> **Aim of the task**
Where a line of the data below has the string "examples", copy that line.

> **Input records**
^^^^^^^^

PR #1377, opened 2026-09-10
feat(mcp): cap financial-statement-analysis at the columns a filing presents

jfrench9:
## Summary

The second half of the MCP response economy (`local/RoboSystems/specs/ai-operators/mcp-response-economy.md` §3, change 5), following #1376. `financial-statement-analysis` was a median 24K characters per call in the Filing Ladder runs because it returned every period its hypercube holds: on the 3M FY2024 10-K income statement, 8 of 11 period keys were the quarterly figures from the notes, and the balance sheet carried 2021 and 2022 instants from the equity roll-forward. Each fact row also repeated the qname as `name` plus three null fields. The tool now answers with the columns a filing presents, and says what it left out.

^^^^^^^^

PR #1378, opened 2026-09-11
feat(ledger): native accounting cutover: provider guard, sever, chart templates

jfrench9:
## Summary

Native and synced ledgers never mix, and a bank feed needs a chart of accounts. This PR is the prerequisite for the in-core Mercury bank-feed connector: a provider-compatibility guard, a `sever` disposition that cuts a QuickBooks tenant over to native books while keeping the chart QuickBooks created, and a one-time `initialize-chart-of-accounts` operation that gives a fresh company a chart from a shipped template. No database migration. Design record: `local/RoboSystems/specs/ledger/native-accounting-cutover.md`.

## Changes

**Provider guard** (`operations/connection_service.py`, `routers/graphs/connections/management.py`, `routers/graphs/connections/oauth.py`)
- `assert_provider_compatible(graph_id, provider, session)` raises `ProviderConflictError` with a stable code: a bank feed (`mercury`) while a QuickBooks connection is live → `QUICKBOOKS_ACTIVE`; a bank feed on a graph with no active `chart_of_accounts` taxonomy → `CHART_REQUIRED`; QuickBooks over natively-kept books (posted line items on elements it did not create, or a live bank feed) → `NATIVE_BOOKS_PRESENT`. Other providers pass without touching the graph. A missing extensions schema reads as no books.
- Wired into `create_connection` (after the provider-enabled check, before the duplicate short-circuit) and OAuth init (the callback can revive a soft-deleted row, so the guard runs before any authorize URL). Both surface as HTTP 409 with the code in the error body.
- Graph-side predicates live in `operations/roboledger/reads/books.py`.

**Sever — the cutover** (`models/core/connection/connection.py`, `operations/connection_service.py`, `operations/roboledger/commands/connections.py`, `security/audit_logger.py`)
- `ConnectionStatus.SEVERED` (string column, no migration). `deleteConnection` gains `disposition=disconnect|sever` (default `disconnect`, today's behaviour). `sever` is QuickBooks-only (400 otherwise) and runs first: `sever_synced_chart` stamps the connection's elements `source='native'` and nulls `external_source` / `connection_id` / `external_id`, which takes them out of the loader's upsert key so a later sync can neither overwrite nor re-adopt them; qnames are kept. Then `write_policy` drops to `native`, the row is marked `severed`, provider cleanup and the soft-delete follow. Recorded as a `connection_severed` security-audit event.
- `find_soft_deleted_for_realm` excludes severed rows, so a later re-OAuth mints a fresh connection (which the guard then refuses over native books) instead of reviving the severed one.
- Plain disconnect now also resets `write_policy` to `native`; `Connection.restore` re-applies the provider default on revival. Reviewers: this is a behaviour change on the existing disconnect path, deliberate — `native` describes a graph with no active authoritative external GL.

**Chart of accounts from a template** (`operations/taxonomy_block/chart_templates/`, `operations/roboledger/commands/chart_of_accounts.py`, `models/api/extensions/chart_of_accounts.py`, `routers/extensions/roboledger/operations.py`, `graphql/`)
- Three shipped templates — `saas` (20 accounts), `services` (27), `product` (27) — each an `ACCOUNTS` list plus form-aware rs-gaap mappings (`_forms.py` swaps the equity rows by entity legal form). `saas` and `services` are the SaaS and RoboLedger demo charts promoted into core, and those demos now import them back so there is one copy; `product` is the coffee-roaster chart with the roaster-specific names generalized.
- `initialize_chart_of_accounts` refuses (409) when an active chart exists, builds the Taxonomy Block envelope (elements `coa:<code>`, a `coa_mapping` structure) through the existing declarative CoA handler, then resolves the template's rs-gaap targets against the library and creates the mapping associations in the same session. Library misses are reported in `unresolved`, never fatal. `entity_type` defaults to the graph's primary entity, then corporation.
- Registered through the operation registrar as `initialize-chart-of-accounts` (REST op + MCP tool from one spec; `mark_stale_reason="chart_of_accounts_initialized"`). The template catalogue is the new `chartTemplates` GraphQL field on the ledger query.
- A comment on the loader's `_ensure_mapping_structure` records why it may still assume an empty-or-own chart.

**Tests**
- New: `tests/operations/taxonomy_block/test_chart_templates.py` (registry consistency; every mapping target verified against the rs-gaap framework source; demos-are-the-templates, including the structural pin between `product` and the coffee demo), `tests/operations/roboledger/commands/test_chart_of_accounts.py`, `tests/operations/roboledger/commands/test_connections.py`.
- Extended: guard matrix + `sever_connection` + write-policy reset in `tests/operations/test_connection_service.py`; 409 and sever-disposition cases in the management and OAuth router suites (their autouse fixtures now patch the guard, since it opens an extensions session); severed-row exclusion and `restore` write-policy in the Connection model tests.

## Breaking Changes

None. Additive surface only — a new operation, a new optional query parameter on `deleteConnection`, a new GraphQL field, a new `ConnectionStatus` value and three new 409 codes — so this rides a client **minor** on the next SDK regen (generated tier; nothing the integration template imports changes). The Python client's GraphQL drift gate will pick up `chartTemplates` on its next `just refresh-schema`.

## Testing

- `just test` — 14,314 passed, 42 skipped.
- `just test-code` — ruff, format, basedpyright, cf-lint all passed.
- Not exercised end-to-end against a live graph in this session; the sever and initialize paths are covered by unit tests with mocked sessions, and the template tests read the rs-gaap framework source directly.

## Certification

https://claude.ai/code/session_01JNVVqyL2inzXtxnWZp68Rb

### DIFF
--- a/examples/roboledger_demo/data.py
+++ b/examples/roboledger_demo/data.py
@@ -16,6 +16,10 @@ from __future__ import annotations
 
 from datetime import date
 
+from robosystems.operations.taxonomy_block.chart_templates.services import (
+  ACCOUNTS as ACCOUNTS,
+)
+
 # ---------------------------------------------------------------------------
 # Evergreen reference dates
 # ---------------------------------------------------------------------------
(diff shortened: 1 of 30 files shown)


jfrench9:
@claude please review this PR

^^^^^^^^

> **Response for this exercise**
--- a/examples/roboledger_demo/data.py
+++ b/examples/roboledger_demo/data.py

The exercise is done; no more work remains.